The bridge crosses the stream cutoff of the River Iller in the South of Kempten. At the time the bridge was erected, the area surrounding the bridge was thinly populated. Geologically the construction is situated on sedimentation of the terminal moraine and recessional moraines of the Würm glaciation.

HistoryEdit

The wooden bridge, which is divided in three sections, was built according to the Howe truss system, developed by American engineer William Howe, between 1847 and 1851. It has two parallel superstructures, with an overhead rail track for the Ludwig South-North Railway.

As the weight of trains and locomotives increased, only a single-tracked use was allowed. In the year 1880, an iron tension flange was incorporated in the middle section of the bridge to support it.

The construction was closed to trains in 1905, due to neighbouring concrete bridges (Obere Illerbrücken), which were almost finished. In 1911 the town of Kempten purchased the truss bridge and had it altered for road traffic. The Wehrmacht detonated the eastern part of the wooden superstructures in April 1945. The emerging gap was filled within the same year, using a wooden interim bridge, which was replaced by a composite construction in 1957.
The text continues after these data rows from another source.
PR #1253, opened 2026-07-22
SPSH-3889

martkrau:
# Description

## Approval for review


src/modules/rolle/api/rolle.controller.ts
```diff
@@ -425,4 +433,90 @@ export class RolleController {
...
+    })
+    @ApiUnauthorizedResponse({ description: 'Not authorized to get RollenErweiterungen.' })
+    @ApiForbiddenResponse({ description: 'Insufficient permission to get RollenErweiterungen.' })
+    @ApiInternalServerErrorResponse({ description: 'Internal server error while getting RollenErweiterungen.' })
+    public async findRollenerweiterungenForRolleAndOrga(
+        @Param() params: FindRolleByIdParams,
+        @Query() queryParams: FindRollenerweiterungQueryParams,
+        @Permissions() permissions: IPersonPermissions,
+    ): Promise<ServiceProviderResponse[]> {
+        const rolleResult: Result<Rolle<true>> = await this.rolleRepo.findByIdAuthorized(params.rolleId, permissions);
```
clauyan, line 453: `findByIdAuthorized` uses `ROLLEN_VERWALTEN` for its permission-check. I am not sure if we actually need to have `ROLLEN_VERWALTEN` or if `ROLLEN_ERWEITERN` should also be sufficient here. Since the ticket does not specify, I think we should clarify with an architect.

src/modules/rolle/api/rolle.controller.ts
```diff
@@ -425,4 +433,90 @@ export class RolleController {
...
+        if (!rolleResult.ok) {
+            throw new EntityNotFoundError('Rolle', params.rolleId);
+        }
+        const permittedOrgaIds: PermittedOrgas = await permissions.getOrgIdsWithSystemrecht([
+            RollenSystemRecht.getByName(RollenSystemRechtEnum.ROLLEN_ERWEITERN),
+            RollenSystemRecht.getByName(RollenSystemRechtEnum.ROLLEN_VERWALTEN),
+        ]);
+
+        let rollenerweiterungen: Rollenerweiterung<true>[];
+        if (!queryParams.organisationId) {
```
clauyan, line 463: I think we should require `organisationId`. If I follow the ticket, the use case will be fetching angebote for a rolle at a specific organisation. I don't see the use case for getting all angebote via rollenerweiterungen *without* also knowing the organisation, but we risk stability, since the result could be very large.

That allows us to simplify this code a bit and we can avoid overfetching and filtering in memory.
check if requested orga is allowed -> fetch rollenerweiterungen for orga & rolle

src/modules/rolle/api/rolle.controller.ts
```diff
@@ -425,4 +433,90 @@ export class RolleController {
...
+    @ApiOperation({ description: 'Apply Erweiterte Angebote changes for a rolle.' })
+    @ApiOkResponse({
+        description: 'The Erweiterten Angebote were successfully updated.',
+        type: ServiceProviderResponse,
+        isArray: true,
+    })
+    @ApiUnauthorizedResponse({ description: 'Not authorized to update RollenErweiterungen.' })
+    @ApiForbiddenResponse({ description: 'Insufficient permission to update RollenErweiterungen.' })
+    @ApiInternalServerErrorResponse({ description: 'Internal server error while updating RollenErweiterungen.' })
+    public async applyRollenerweiterungChangesForRolle(
```
clauyan, line 495: I think this function should also live in `RollenerweiterungController`.

src/modules/rolle/api/rolle.controller.ts
```diff
@@ -425,4 +433,90 @@ export class RolleController {
 
         return new RolleWithServiceProvidersResponse(rolle, rolleServiceProviders);
     }
+
+    @Get(':rolleId/rollenerweiterungen')
```
clauyan: I think the path and function name are misleading. Maybe something like `:rolleId/angeboteViaRollenerweiterungen`, `:rolleId/rollenerweiterungen/angebote` or even `:rolleId/organisation/:organisationId/rollenerweiterungen/angebote` is a bit clearer?

src/modules/rolle/api/rolle.controller.ts
```diff
@@ -425,4 +433,90 @@ export class RolleController {
...
+    })
+    @ApiUnauthorizedResponse({ description: 'Not authorized to update RollenErweiterungen.' })
+    @ApiForbiddenResponse({ description: 'Insufficient permission to update RollenErweiterungen.' })
+    @ApiInternalServerErrorResponse({ description: 'Internal server error while updating RollenErweiterungen.' })
+    public async applyRollenerweiterungChangesForRolle(
+        @Param() params: ApplyRollenerweiterungForRollePathParams,
+        @Body() body: ApplyRollenerweiterungChangesBodyParams,
+        @Permissions() permissions: IPersonPermissions,
+    ): Promise<void> {
+        const rolleResult: Result<Rolle<true>> = await this.rolleRepo.findByIdAuthorized(params.rolleId, permissions);
```
clauyan, line 500: Same as above, this requires `ROLLEN_VERWALTEN`, but I think `ROLLEN_ERWEITERN` should also grant permission.

src/modules/rolle/domain/apply-rollenerweiterungen-role-angebote-service.ts
```diff
@@ -0,0 +1,242 @@
...
+};
+
+function isErrorResultForServiceProvider<T>(r: {
+    result: Result<T, DomainError>;
+}): r is TerrorResultForServiceProvider {
+    return r.result.ok === false;
+}
+
+@Injectable()
+export class ApplyRollenerweiterungWithRoleForAngeboteService {
```
clauyan: Since `Rolle` is a domain object, we should probably use the german spelling here and in the function name.

Did you check with an architect, if we really need two services (one for rolle, one for angebot) or if we can use a single `RollenerweiterungenModifyService` or similar?

src/modules/rolle/domain/apply-rollenerweiterungen-for-rolle-service.ts
```diff
@@ -0,0 +1,242 @@
...
+
+        const rollen: Map<string, Rolle<true>> = await this.rolleRepo.findByIds([rolleId]);
+        const rolle: Option<Rolle<true>> = rollen.get(rolleId);
+
+        if (!rolle) {
+            this.logger.error(
+                `applyRollenerweiterungChangesForRolle called by ${permissions.personFields.username} - ${permissions.personFields.id} for not existing rolle ${rolleId}`,
+            );
+            return Err(new EntityNotFoundError('Rolle', rolleId));
+        }
```
clauyan, line 77:
```suggestion
        const rolle: Option<Rolle<true>> = await this.rolleRepo.findById(rolleId);
        if (!rolle) {
            this.logger.error(
                `applyRollenerweiterungChangesForRolle called by ${permissions.personFields.username} - ${permissions.personFields.id} for not existing rolle ${rolleId}`,
            );
            return Err(new EntityNotFoundError('Rolle', rolleId));
        }
```

src/modules/rolle/domain/apply-rollenerweiterungen-role-angebote-service.ts
```diff
@@ -0,0 +1,242 @@
...
+        const removeErweiterungenPromises: Promise<{
+            serviceProviderId: string;
+            result: Result<null, DomainError>;
+        }>[] = removeErweiterungenForServiceProviderIds
+            .filter((serviceProviderId: string) => {
+                return (
+                    existingErweiterungen.findIndex(
+                        (re: Rollenerweiterung<true>) => re.serviceProviderId === serviceProviderId,
+                    ) !== -1
+                );
```
clauyan:
```suggestion
                return existingErweiterungen.some(
                    (re: Rollenerweiterung<true>) => re.serviceProviderId === serviceProviderId,
                );
```

src/modules/rolle/domain/apply-rollenerweiterungen-role-angebote-service.ts
```diff
@@ -0,0 +1,242 @@
...
+    }>[] {
+        const erweiterungenPromises: Promise<{
+            serviceProviderId: string;
+            result: Result<Rollenerweiterung<true>, DomainError>;
+        }>[] = addErweiterungenForServiceProviderIds
+            .filter((serviceProviderId: string) => {
+                return (
+                    existingErweiterungen.findIndex(
+                        (re: Rollenerweiterung<true>) => re.serviceProviderId === serviceProviderId,
+                    ) === -1
```
clauyan, line 144:
```suggestion
                return existingErweiterungen.every(
                    (re: Rollenerweiterung<true>) => re.serviceProviderId !== serviceProviderId,
```

src/modules/rolle/domain/apply-rollenerweiterungen-for-rolle-service.ts
```diff
@@ -0,0 +1,242 @@
...
+                    .then((result: Result<Rollenerweiterung<true>, DomainError>) => ({
+                        serviceProviderId,
+                        result,
+                    }));
+            });
+
+        return erweiterungenPromises;
+    }
+
+    private handleRemoveErweiterungen(
```
clauyan, line 192: Why does delete not check permissions but create does?

src/modules/rolle/domain/apply-rollenerweiterungen-role-angebote-service.ts
```diff
@@ -0,0 +1,242 @@
...
+export class ApplyRollenerweiterungWithRoleForAngeboteService {
+    public constructor(
+        private readonly logger: ClassLogger,
+        private readonly serviceProviderRepo: ServiceProviderRepo,
+        private readonly organisationRepo: OrganisationRepository,
+        private readonly rolleRepo: RolleRepo,
+        private readonly rollenerweiterungRepo: RollenerweiterungRepo,
+    ) {}
+
+    public async applyRollenerweiterungChangesWithRoleForAngebote(
```
clauyan: This function is more complicated, than it needs to be in my opinion. A lot of the consistency checks can be skipped, because the repo already handles them (via `RollenErweiterung.checkReferences` in create and a manual check for existence in delete). I suggest removing redundant checks and then checking if the two helpers are still necessary or if we can get away with one function for this.

src/modules/rolle/domain/apply-rollenerweiterung-role-angebote-service.spec.ts
```diff
@@ -0,0 +1,353 @@
...
+
+            const result: TresultType = await service.applyRollenerweiterungChangesWithRoleForAngebote(
+                orgaId,
+                rolleId,
+                body,
+                permissions,
+            );
+
+            expect(result.ok).toBe(true);
+            expect(rollenerweiterungRepo.createAuthorized).toHaveBeenCalled();
```
clauyan: I think it would make sense to assert for correct arguments here (same for delete):

```suggestion
            expect(rollenerweiterungRepo.createAuthorized).toHaveBeenCalledExactlyOnceWith(
                expect.objectContaining({
                    organisationId: orgaId,
                    rolleId,
                    serviceProviderId: serviceProviderIdAdd,
                }) as Rollenerweiterung<false>,
                permissions,
            );
```

src/modules/rolle/api/rolle.controller.integration-spec.ts
```diff
@@ -1609,4 +1613,356 @@ describe('Rolle API', () => {
...
+                    administeredBySchulstrukturknoten: organisation.id,
+                    rollenart: RollenArt.LEHR,
+                }),
+            );
+            if (rolle instanceof DomainError) {
+                throw Error();
+            }
+
+            const serviceProvider1: ServiceProvider<true> = await createAndPersistServiceProvider(em);
+            const serviceProvider2: ServiceProvider<true> = await createAndPersistServiceProvider(em);
```
clauyan, line 1634: Since DB is cleared between tests, we should probably add another angebot, so this test can actually fail if we return too much.
```suggestion
            await createAndPersistServiceProvider(em);
```

src/modules/rolle/api/apply-rollenerweiterung-service-providers.error.ts
```diff
@@ -0,0 +1,19 @@
+import { DomainError } from '../../../shared/error/index.js';
+import { MultiDomainError } from '../../../shared/error/multidomain.error.js';
+
+export class ApplyRollenerweiterungServiceProvidersError extends MultiDomainError {
```
clauyan: i18n-mapping for this error is missing, I think.

src/modules/rolle/api/apply-rollenerweiterung-for-rolle-changes.path.params.ts
```diff
@@ -0,0 +1,24 @@
...
+        required: true,
+        nullable: false,
+    })
+    public readonly rolleId!: string;
+
+    @IsString()
+    @IsUUID()
+    @IsNotEmpty()
+    @ApiProperty({
+        description: 'The spshPersonId of the person.',
```
clauyan:
```suggestion
        description: 'The organisationId of the organisation.',
```

src/modules/rolle/api/apply-rollenerweiterung-changes.body.params.ts
```diff
@@ -0,0 +1,18 @@
+import { ApiProperty } from '@nestjs/swagger';
+import { IsUUID, IsArray } from 'class-validator';
+
+export class ApplyRollenerweiterungChangesBodyParams {
+    @IsUUID('all', { each: true })
+    @IsArray()
+    @ApiProperty({
```
clauyan, line 7: I think these should be required and maybe get a short description.

src/modules/service-provider/api/provider.controller.ts
```diff
@@ -133,7 +135,7 @@ export class ProviderController {
     }
 
     @Get()
-    @ApiOperation({ description: 'Get service-providers available for logged-in user.' })
+    @ApiOperation({ description: 'Get service-providers.' })
```
clauyan, line 138: This breaks the frontend. Either update the frontend to use the new endpoint or keep the existing endpoint the same and have the new endpoint be `GET provider/available` or similar.

src/modules/service-provider/api/find-angebote-query.params.ts
```diff
@@ -0,0 +1,41 @@
...
+        description: 'The name for the angebot.',
+        required: false,
+    })
+    public readonly searchStr?: string;
+
+    @IsOptional()
+    @IsUUID()
+    @ApiProperty({
+        description: 'The id of the organisation where the angebot should be available.',
+        required: false,
```
clauyan, line 22: Since the function returns nothing without this id, I'd make it required instead.

src/modules/service-provider/api/find-angebote-query.params.ts
```diff
@@ -0,0 +1,41 @@
...
+
+    @IsOptional()
+    @TransformToArray()
+    @IsEnum(RollenSystemRechtEnum, { each: true })
+    @ArrayUnique()
+    @ApiProperty({
+        enum: RollenSystemRechtEnum,
+        nullable: true,
+        enumName: RollenSystemRechtEnumName,
+        required: false,
```
clauyan, line 34: Same as above.

src/modules/service-provider/domain/service-provider.service.ts
```diff
@@ -344,4 +344,28 @@ export class ServiceProviderService {
             rolle: rollen.get(rollenerweiterung.rolleId)!,
         }));
     }
+
+    public async findAllowedProvidersForRollenerweiterungAtOrga(
```
clauyan: Good function name! Can you move it up, so the public functions are at the top and then the private functions follow?

clauyan (changes requested):
I just wrote down everything that stuck out to me. I'm open to chat about any points you disagree with :)

src/modules/rolle/api/rolle.controller.ts
martkrau: I asked Caspar about this, so i have both system rights there

src/modules/rolle/api/rolle.controller.ts
martkrau: I talked with Caspar and Marvin and we liked the opportunity to have the enpoint also without an orga.

src/modules/rolle/api/rolle.controller.ts
martkrau: For this i talked with caspar that we split the services for the apply logic in one from role to angebote and one from angebot to roles, for the endpoint itself we could discuss but its based on the role so I could see it in the rolle controller

src/modules/rolle/domain/apply-rollenerweiterungen-role-angebote-service.ts
martkrau: Like i said above it was the decision to split them

src/modules/rolle/domain/apply-rollenerweiterungen-for-rolle-service.ts
martkrau: I dont understand this one. the rolle is fetched before in the code already.

src/modules/rolle/domain/apply-rollenerweiterungen-role-angebote-service.ts
martkrau: For this one i copied the logic from the other function of Caspar, so maybe we can discuss if we want to change this one.

src/modules/rolle/domain/apply-rollenerweiterungen-role-angebote-service.ts
martkrau: For this one i copied the logic from the other function of Caspar, so maybe we can discuss if we want to change this one.

src/modules/rolle/domain/apply-rollenerweiterungen-for-rolle-service.ts
martkrau: Also here i copied the design of the other functions from Caspar, there is no deleteAuthorized function (yet), maybe we can discuss that with Caspar.

src/modules/rolle/domain/apply-rollenerweiterungen-for-rolle-service.ts
clauyan: Sorry, the suggestion got mapped weirdly. Before it was
```typescript
const rollen: Map<string, Rolle<true>> = await this.rolleRepo.findByIds([rolleId]);
const rolle: Option<Rolle<true>> = rollen.get(rolleId);
```
and I think we can just use `await this.rolleRepo.findById(rolleId)` instead.

src/modules/rolle/domain/apply-rollenerweiterungen-role-angebote-service.ts
martkrau: Ok maybe we can also here talk with Caspar again.

src/modules/rolle/api/apply-rollenerweiterung-service-providers.error.ts
martkrau: Do we have that on multidomain errors? I also copied the error from the other service error from Caspar.

src/modules/rolle/api/apply-rollenerweiterung-changes.body.params.ts
martkrau: Why should they be required if i want only add some and dont want to remove for example?

src/modules/service-provider/api/provider.controller.ts
martkrau: This refactoring was discussed with Caspar and Phillip. I have to change the frontend yet.

src/modules/service-provider/api/find-angebote-query.params.ts
martkrau: For now the endpoint has only the codepath where the orga would be required, but in the future there will be other paths so orga can be optional I would say.

src/modules/rolle/api/apply-rollenerweiterung-changes.body.params.ts
clauyan: I thought they were optional by default and we had a mismatch between type and API-documentation, but they are not, so you don't need to specify explicitly.

I assumed empty array is okay and covers your example, but not providing anything is wrong.

src/modules/rolle/api/apply-rollenerweiterung-for-rolle-changes.path.params.ts
```diff
@@ -16,7 +16,7 @@ export class ApplyRollenerweiterungForRollePathParams {
     @IsUUID()
     @IsNotEmpty()
     @ApiProperty({
-        description: 'The spshPersonId of the person.',
+        description: 'The organisationId of the person.',
```
clauyan: 'person' means the calling admin?

src/modules/rolle/api/rolle.controller.integration-spec.ts
clauyan: Here I meant that there should be a serviceProvider without a rollenerweiterung. This test would pass if you just returned all serviceProviders from the DB (since the test-db only has the ones you create here), but maybe I'm overthinking this.

src/modules/rolle/api/rolle.controller.ts
clauyan: I agree - but then we should probably move the angebot case into the provider-controller, following the same logic. But out of scope, I think.

src/modules/rolle/api/apply-rollenerweiterung-service-providers.error.ts
clauyan: Yes, see `dbildungs-iam-server/src/modules/rolle/api/apply-rollenerweiterung-multi-exception-filter.ts`. If the error is not mapped at all, it turns into a generic 500 and we lose the content, I think.

src/modules/rolle/api/apply-rollenerweiterung-for-rolle-changes.path.params.ts
```diff
@@ -0,0 +1,24 @@
...
+        required: true,
+        nullable: false,
+    })
+    public readonly rolleId!: string;
+
+    @IsString()
+    @IsUUID()
+    @IsNotEmpty()
+    @ApiProperty({
+        description: 'The organisationIdof the organisation.',
```
clauyan:
```suggestion
        description: 'The organisationId of the organisation.',
```

src/modules/rolle/api/apply-rollenerweiterung-multi-exception-filter.ts
clauyan, line 1: `DbiamApplyRollenerweiterungMultiError` still says `rolleIds...`, which will be confusing as caller. I am thinking about a change, that doesn't affect the frontend... If we change `rolleIds` to `ids` the error depends on context and we need to update the frontend.
Maybe we can add a second array for angebote to the error? I am not entirely convinced by the idea. Maybe have a chat with the others.

clauyan (changes requested):

clauyan (approved):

After the construction of the new Kempten Station in 1969, one of the concrete bridges was closed to trains and altered for road traffic. Thus the town could reconvert their oldest bridge construction for pedestrians and cyclists in 1970. The bridge got its current name 'King Louis Bridge' in 1988, it is officially called 'Iller bridge I' by the conservation authorities. Before this, the bridge sections from 1957 were removed because of corrosion damage. Moreover, the middle and western sections of the northern wooden superstructure from 1986 were removed with a mobile crane and the western section shortened, rotated 180 degrees and placed in the eastern gap.

It is the only remaining bridge built according to the Howe truss structure and was the longest one of them in Germany,[1] presumably worldwide. In 2005 the larch and oak wood of the bridge was protected from solar radiations with a net made of synthetic fibers, to counter wood deterioration.[2][3][4] Originally the bridge was boarded to protect the wood against the elements. This prevision could however not prevent damage due to damp.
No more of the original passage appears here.